A excepción del Maestro Rentería, los demás personajes que figuran en esta novela son mero producto de la fantasía de la autora.
A Ricardo Uribe Escobar a cuyo estímulo
se debe el atrevimiento de esta publicación

CONCEPTOS

Magda:
Acabo de leer su novela El embrujo del micrófono. Mi sensación al terminar su lectura es de cariño sincero por todas y cada una de sus páginas; por su motivo y sus personajes. Me sorprendió esa pluma experta, esa sensibilidad descriptiva y un temperamento sutil de observación y de exquisito gusto.
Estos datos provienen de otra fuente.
PR #206, opened 2022-09-23
Changes to csi prow to run e2e tests in sidecars

RaunakShah:
Able to run on external-provisioner when tests are added to that repo:

```
Thu Sep 22 10:20:31 IST 2022 go1.18.3 /Users/raunakshah/go/src/src/github.com/kubernetes-csi/external-provisioner$ env KUBECONFIG=/Users/raunakshah/.kube/config KUBE_TEST_REPO_LIST= ginkgo -v -focus=Test1 /Users/raunakshah/go/src/pkg/csiprow.ProhizqqL5/e2e.test -- -report-dir /Users/raunakshah/go/src/pkg/csiprow.ProhizqqL5/artifacts
Sep 22 10:20:32.938: INFO: The --provider flag is not set. Continuing as if --provider=skeleton had been used.
Running Suite: E2E suite - /Users/raunakshah/go/src/pkg/csiprow.ProhizqqL5
==========================================================================
Random Seed: 1663822232

Will run 1 of 1 specs
------------------------------
Test1 test1
  test-1-A
  /Users/raunakshah/go/src/github.com/kubernetes-csi/external-provisioner/test/e2e/storage/provision.go:13

...

Ran 1 of 1 Specs in 0.034 seconds
SUCCESS! -- 1 Passed | 0 Failed | 0 Pending | 0 Skipped
PASS
```

```release-note
Add ability to run e2e tests written in sidecar repos
```

### DIFF
--- a/prow.sh
+++ b/prow.sh
@@ -228,6 +228,9 @@ configvar CSI_PROW_E2E_VERSION "$(version_to_git "${CSI_PROW_KUBERNETES_VERSION}
 configvar CSI_PROW_E2E_REPO "https://github.com/kubernetes/kubernetes" "E2E repo"
 configvar CSI_PROW_E2E_IMPORT_PATH "k8s.io/kubernetes" "E2E package"
 
+# Local path for e2e tests. Set to "none" to disable.
+configvar CSI_PROW_SIDECAR_E2E_IMPORT_PATH "none" "CSI Sidecar E2E package"
+
 # csi-sanity testing from the csi-test repo can be run against the installed
 # CSI driver. For this to work, deploying the driver must expose the Unix domain
 # csi.sock as a TCP service for use by the csi-sanity command, which runs outside
@@ -282,13 +285,18 @@ tests_enabled () {
 sanity_enabled () {
     [ "${CSI_PROW_TESTS_SANITY}" = "sanity" ] && tests_enabled "sanity"
 }
+
+sidecar_tests_enabled () {
+  [ "${CSI_PROW_SIDECAR_E2E_IMPORT_PATH}" != "none" ]
+}
+
 tests_need_kind () {
     tests_enabled "parallel" "serial" "serial-alpha" "parallel-alpha" ||
-        sanity_enabled
+        sanity_enabled || sidecar_tests_enabled
 }
 tests_need_non_alpha_cluster () {
     tests_enabled "parallel" "serial" ||
-        sanity_enabled
+        sanity_enabled || sidecar_tests_enabled
 }
 tests_need_alpha_cluster () {
     tests_enabled "parallel-alpha" "serial-alpha"
@@ -351,6 +359,11 @@ configvar CSI_PROW_E2E_ALPHA_GATES "$(get_versioned_variable CSI_PROW_E2E_ALPHA_
 
 configvar CSI_PROW_E2E_GATES_LATEST '' "non alpha feature gates for latest Kubernetes"
 configvar CSI_PROW_E2E_GATES "$(get_versioned_variable CSI_PROW_E2E_GATES "${csi_prow_kubernetes_version_suffix}")" "non alpha E2E feature gates"
+
+# Focus for local tests run in the sidecar E2E repo. Only used if CSI_PROW_SIDECAR_E2E_IMPORT_PATH
+# is not set to "none". If empty, all tests in the sidecar repo will be run.
+configvar CSI_PROW_SIDECAR_E2E_FOCUS '' "tags for local E2E tests"
+configvar CSI_PROW_SIDECAR_E2E_SKIP '' "local tests that need to be skipped"
 
 # Which external-snapshotter tag to use for the snapshotter CRD and snapshot-controller deployment
 default_csi_snapshotter_version () {
@@ -942,6 +955,9 @@ install_e2e () {
         return
     fi
 
+    if sidecar_tests_enabled; then
+        run_with_go "${CSI_PROW_GO_VERSION_BUILD}" go test -c -o "${CSI_PROW_WORK}/e2e-local.test" "${CSI_PROW_SIDECAR_E2E_IMPORT_PATH}"
+    fi
     git_checkout "${CSI_PROW_E2E_REPO}" "${GOPATH}/src/${CSI_PROW_E2E_IMPORT_PATH}" "${CSI_PROW_E2E_VERSION}" --depth=1 &&
     if [ "${CSI_PROW_E2E_IMPORT_PATH}" = "k8s.io/kubernetes" ]; then
         patch_kubernetes "${GOPATH}/src/${CSI_PROW_E2E_IMPORT_PATH}" "${CSI_PROW_WORK}" &&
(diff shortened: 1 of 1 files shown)


prow.sh
```diff
@@ -997,8 +1008,13 @@ run_e2e () (
     }
     trap move_junit EXIT
 
-    cd "${GOPATH}/src/${CSI_PROW_E2E_IMPORT_PATH}" &&
-    run_with_loggers env KUBECONFIG="$KUBECONFIG" KUBE_TEST_REPO_LIST="$(if [ -e "${CSI_PROW_WORK}/e2e-repo-list" ]; then echo "${CSI_PROW_WORK}/e2e-repo-list"; fi)" ginkgo -v "$@" "${CSI_PROW_WORK}/e2e.test" -- -report-dir "${ARTIFACTS}" -storage.testdriver="${CSI_PROW_WORK}/test-driver.yaml"
+    if [ "${name}" == "local" ]; then
+        cd "${GOPATH}/src/${CSI_PROW_SIDECAR_E2E_IMPORT_PATH}" &&
+        run_with_loggers env KUBECONFIG="$KUBECONFIG" KUBE_TEST_REPO_LIST="$(if [ -e "${CSI_PROW_WORK}/e2e-repo-list" ]; then echo "${CSI_PROW_WORK}/e2e-repo-list"; fi)" ginkgo -v "$@" "${CSI_PROW_WORK}/e2e.test" -- -report-dir "${ARTIFACTS}"
```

Acepte mis cordiales felicitaciones y mi saludo, a dos manos, por la bella primicia que la obliga, Magda, a seguir adelante.
Affmo. amigo,
F. Villa López
Medellín, 28 de junio de 1948
Medellín, 12 de mayo de 1948
Siempre he creído y hasta lo he predicado que la mujer debe ejercitar su sensibilidad y sus especiales facultades de imaginación, de análisis y de observación en campos diferentes de la sola comedia social y ninguno mejor para aplicarlas que el del difícil arte literario.
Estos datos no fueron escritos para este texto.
PR #208, opened 2022-11-10
Skip SELinux tests in CI by default

jsafrane:
Currently, no CI job has SELinux configured, so skip all tests that require it by default.. When a job supports SELinux, it can set `CSI_PROW_E2E_SKIP='Disruptive'` in its prow yaml.

Fixes: https://github.com/kubernetes-csi/csi-driver-host-path/issues/376
Needs https://github.com/kubernetes/kubernetes/pull/113809 merged first.

```release-note
NONE
```

### DIFF
--- a/prow.sh
+++ b/prow.sh
@@ -381,7 +381,7 @@ configvar CSI_SNAPSHOTTER_VERSION "$(default_csi_snapshotter_version)" "external
 # whether they can run with the current cluster provider, but until
 # they are, we filter them out by name. Like the other test selection
 # variables, this is again a space separated list of regular expressions.
-configvar CSI_PROW_E2E_SKIP 'Disruptive' "tests that need to be skipped"
+configvar CSI_PROW_E2E_SKIP '\[Disruptive\]|\[Feature:SELinux\]' "tests that need to be skipped"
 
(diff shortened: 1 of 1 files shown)


prow.sh
```diff
@@ -381,7 +381,7 @@ configvar CSI_SNAPSHOTTER_VERSION "$(default_csi_snapshotter_version)" "external
 # whether they can run with the current cluster provider, but until
 # they are, we filter them out by name. Like the other test selection
 # variables, this is again a space separated list of regular expressions.
-configvar CSI_PROW_E2E_SKIP 'Disruptive' "tests that need to be skipped"
+configvar CSI_PROW_E2E_SKIP 'Disruptive|\[Feature:SELinux\]' "tests that need to be skipped"
```
bertinatto, line 384: I think the correct form would be `\[Disruptive\]|\[Feature:SELinux\]`.
Example: https://github.com/kubernetes/test-infra/blob/62bfb1841cef4df5170795067116a94a0a891f01/config/jobs/kubernetes/sig-storage/sig-storage-gce-config.yaml#L44

jsafrane: Fixed

PR #215, opened 2022-12-23
Set CSI hostpath driver version to master if canary run

RaunakShah:
Even if `CSI_PROW_HOSTPATH_CANARY` is set to `canary`, the prow job runs with CSI hostpath driver version set to the default (currently `v1.8.0`)
This PR sets it to master for canary runs. 

Example prow run with the issue - https://prow.k8s.io/log?container=test&id=1606218480988721152&job=pull-kubernetes-csi-external-provisioner-canary

```release-note
Set CSI hostpath driver version to master for canary prow jobs
```


pohly:
Why can't a canary job that sets `CSI_PROW_DRIVER_CANARY` not also set `CSI_PROW_DRIVER_VERSION=master`?

This change doesn't seem necessary.

PR #224, opened 2023-04-25
Update cloudbuild image

msau42:
Try to fix build failures:
https://storage.googleapis.com/kubernetes-jenkins/logs/post-external-provisioner-push-images/1650605297175105536/build-log.txt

No solo por esto me ha brindado Ud. un placer sino también porque la novela que ha escrito me ha proporcionado el deleite tan escaso de los libros que se dejan leer. Y su libro se deja leer porque está bien hecho, en buena prosa castellana, con donaire y soltura, con descripciones apropiadas de tipos y lugares y delicados toques de emoción, como el bello capítulo de José Bueno.
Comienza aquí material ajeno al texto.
PR #227, opened 2023-05-16
Check CSI sidecar supported versions

coulof:
That script is a helper to update the tables from : https://kubernetes-csi.github.io/docs/sidecar-containers.html

The next goal is to generate the tables from the release pages but... we have to agree upon the metadata and fix the typos :-) (cf. https://github.com/kubernetes-csi/external-attacher/releases with `docker pull docker pull registry.k8s.io/sig-storage/csi-attacher:v4.3.0`)

### DIFF
--- a/contrib/get_supported_version_csi-sidecar.py
+++ b/contrib/get_supported_version_csi-sidecar.py
@@ -1,0 +1,134 @@
+import argparse
+import datetime
+import re
+from collections import defaultdict
+import subprocess
+import shutil
+from dateutil.relativedelta import relativedelta
+
+# Check that the `gh` command is in the path
+def check_gh_command():
+    if not shutil.which('gh'):
+        print("Error: The `gh` command is not available in the PATH.")
+        print("Please install the GitHub CLI (https://cli.github.com/) and try again.")
+        exit(1)
+
+# humanize duration outputs
+def duration_ago(dt):
+    delta = relativedelta(datetime.datetime.now(), dt)
+    if delta.years > 0:
+        return f"{delta.years} year{'s' if delta.years > 1 else ''} ago"
+    elif delta.months > 0:
+        return f"{delta.months} month{'s' if delta.months > 1 else ''} ago"
+    elif delta.days > 0:
+        return f"{delta.days} day{'s' if delta.days > 1 else ''} ago"
+    elif delta.hours > 0:
+        return f"{delta.hours} hour{'s' if delta.hours > 1 else ''} ago"
+    elif delta.minutes > 0:
+        return f"{delta.minutes} minute{'s' if delta.minutes > 1 else ''} ago"
+    else:
+        return "just now"
+
+def parse_version(version):
+    # version pattern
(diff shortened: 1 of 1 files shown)


ggriffiths (approved):
/lgtm, looks good to me! Thanks for adding this!

coulof:
Thanks @ggriffiths.
I think this needs a /approve too ;-)

contrib/get_supported_version_csi-sidecar.py
```diff
@@ -0,0 +1,170 @@
...
+# See the License for the specific language governing permissions and
+# limitations under the License.
+
+import argparse
+import datetime
+import re
+from collections import defaultdict
+import subprocess
+import shutil
+from dateutil.relativedelta import relativedelta
```
mauriciopoppe, line 21: If this is an external dependency I think it needs to have a `pip install` command somewhere but it's a dev only tool so I think it's good.

Also consider that this file is going to be synced to all the CSI repos.

mauriciopoppe (commented):
Thanks for taking the time to write this tool. If there's tooling outside the usual bash scripts/makefile scripts I think all of our repos are written in go so it'd make sense to write tooling in go too.

ggriffiths:
> Thanks @ggriffiths. I think this needs a /approve too ;-)

Yes, you'll need @jsafrane for an approval review. I can only provide LGTM :)

ggriffiths:
> Thanks for taking the time to write this tool. If there's tooling outside the usual bash scripts/makefile scripts I think all of our repos are written in go so it'd make sense to write tooling in go too.

I think there are some K8s scripts out there written in a Python. It's a much better language than bash or go for this use case.

contrib/get_supported_version_csi-sidecar.py
coulof: `collections` is a built-in ; `dateutil` is an external dependency.

Next time I work on it I will replace it with just built-in ;-)

jsafrane:
/approve
sorry it took so long

contrib/get_supported_version_csi-sidecar.py
```diff
@@ -0,0 +1,170 @@
+# Copyright 2023 The Kubernetes Authors.
```
mauriciopoppe, line 1: Some repos have codespell enabled as a github action which failed when this change was synced to the other repos, could you please review these errors?

```
Resulting CLI options  --check-filenames --skip ./.git,./.github/workflows/codespell.yml,.git,*.png,*.jpg,*.svg,*.sum,./vendor,go.sum,./release-tools/prow.sh
3
Error: ./release-tools/contrib/get_supported_version_csi-sidecar.py:35: ouputs ==> outputs
Error: ./release-tools/contrib/get_supported_version_csi-sidecar.py:101: relase ==> release
```

mauriciopoppe: addressed in https://github.com/kubernetes-csi/csi-release-tools/pull/229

Reciba Ud. mis parabienes muy cordiales.
A Magda Moreno
Ricardo Uribe Escobar

PRIMERA PARTE

La casa de los Ávilas, emplazada en la esquina de la Calle Real de Soria, mostraba aquella mañana toda la oprobiosa desnudez de su decadencia material. Lacras en las paredes, que descubrían señales de antiguos recubrimientos hechos ora con cal pura, ora con bolo amarillo; grietas de irregulares trayectorias, antes no vislumbradas a causa del aseo en que tuviéranse siempre los enormes ladrillos de los pisos; trozos de cuerda, que el embalaje no hubo menester; papeles hechos ovillos, aquí y acullá; en un rincón de la alcoba que fue de Luisa Ávila, arrumados los trastos desechados por inútiles, que habrían de recoger más tarde los amigos vergonzantes que se quedaban en el lugar.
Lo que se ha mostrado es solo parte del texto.